Cooper: What did happen?
Palast: The ship’s radar was shut off because it was too expensive to maintain. That was one cause. The other was that the ship didn’t have enough safety equipment to contain the spill. I mean, tankers hit reefs all the time, but the accidents don’t all destroy a thousand miles of coastline. They’re supposed to have safety equipment. But the media focused on the ship’s captain, so the real story didn’t come out.
Then I did an investigation of racketeering at the Shoreham Nuclear Power Station on Long Island. If you were reading the Times and Newsday and the rest, you’d have thought the government was abusing the racketeering laws to take down this poor power company for political purposes. But we’re not talking about some innocent mom and pop operation. We’re talking about corporate executives who deliberately lied under oath, perjuring themselves again and again, prepared to incinerate half of New York so they could steal $4 billion. And after they were convicted, the jury’s verdict was thrown out.
Cooper: So you wanted to tell the public what you knew, but you had no journalism degree.
Palast: No, and it was very helpful not to have one. I didn’t learn any sloppy reporting habits or how to rewrite press releases. In fact, I was very naive. The first big story I was assigned by the London Observer [the Guardian’s Sunday sister paper] was to investigate Tony Blair. So I did it as I would have done a serious criminal economic investigation: I set up a front. I got inside his cabinet. I recorded conversations secretly. And this investigation was costly. The big hotel suites and everything else cost like ten thousand pounds. My editors had never seen anything like it. The story almost brought down the prime minister, and I got the equivalent of Britain’s Pulitzer Prize for it. That’s because I didn’t know shit about journalism. If I had, I would’ve just made a few phone calls and written, “This guy said this,” and, “That guy alleged that,” and, “Who can say?”
Cooper: What did you find out about Prime Minister Tony Blair that was so damaging?

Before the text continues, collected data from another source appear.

PR #29, opened 2021-03-03
Expose creation and update timestamp in UpsertConfigResponse

GurtejSohi:
## Description
Extension of https://github.com/hypertrace/config-service/issues/25

### Testing
Updated unit tests

### Checklist:

### DIFF
--- a/config-service-api/src/main/proto/org/hypertrace/config/service/v1/config_service.proto
+++ b/config-service-api/src/main/proto/org/hypertrace/config/service/v1/config_service.proto
@@ -39,6 +39,12 @@ message UpsertConfigRequest {
 message UpsertConfigResponse {
   // config value upserted into the store
   google.protobuf.Value config = 1;
+
+  // timestamp (in milliseconds since epoch) at which this config was created
+  int64 creation_timestamp = 2;
+
+  // timestamp (in milliseconds since epoch) at which this config was last updated
+  int64 update_timestamp = 3;
 }
 
 message GetConfigRequest {
--- a/config-service-impl/build.gradle.kts
+++ b/config-service-impl/build.gradle.kts
@@ -22,6 +22,12 @@ dependencies {
   testImplementation("org.junit.jupiter:junit-jupiter:5.5.2")
   testImplementation("org.mockito:mockito-core:3.3.3")
   testImplementation("org.hypertrace.core.grpcutils:grpc-client-utils:0.3.3")
+
+  constraints {
+    runtimeOnly("org.mongodb:mongodb-driver-sync:4.1.2") {
+      because("https://snyk.io/vuln/SNYK-JAVA-ORGMONGODB-1079241")
+    }
+  }
 }
 
 tasks.test {
--- a/config-service-impl/build.gradle.kts
+++ b/config-service-impl/build.gradle.kts
@@ -13,7 +13,7 @@ dependencies {
   implementation("com.typesafe:config:1.4.0")
   implementation("org.slf4j:slf4j-api:1.7.30")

Palast: His cabinet was selling legislation to the highest corporate bidders, especially American corporations and power companies such as Enron. The politicians weren’t profiting personally so much — though Blair’s right-hand man indirectly got a questionable loan. The American companies were trying to buy access in the crudest way they could, which was to offer support and funds for Blair’s party. And Blair was eager to prove that he was a corporate toady and not a rabid, left-wing socialist. He did a good job.
Cooper: Would you say that your decision to become a writer was driven mostly by your passion to expose fraud?
Palast: I came to journalism out of anger and resentment. I don’t have a great, overriding philosophy, like Marxism or something, but I do have this overriding resentment against the privileged. All of them.
Cooper: Does that stem from your childhood?
Palast: Yeah. I was an underprivileged child, and I’ve never gotten over it. [Laughter.] I just hate pricks like the first George Bush, who could make a phone call and get his son out of fighting in Vietnam. (I was ready to go, but my lottery number was 347, so I lucked out.) In fact, I covered the story, before Dan Rather did, of how George W. Bush got a free ride out of military service through his daddy. That story wasn’t about George W.; it was about privilege. And it was about following the money, the paybacks, which have never been reported here: millions of dollars to keep it quiet. It was mostly a scam to get the sons of Democratic officials out of Vietnam: Texas Congressman Lloyd Bentsen’s son and Texas Governor John Connally’s son. They added George W.’s name in part so that they’d have a Republican involved, to give them a measure of political safety.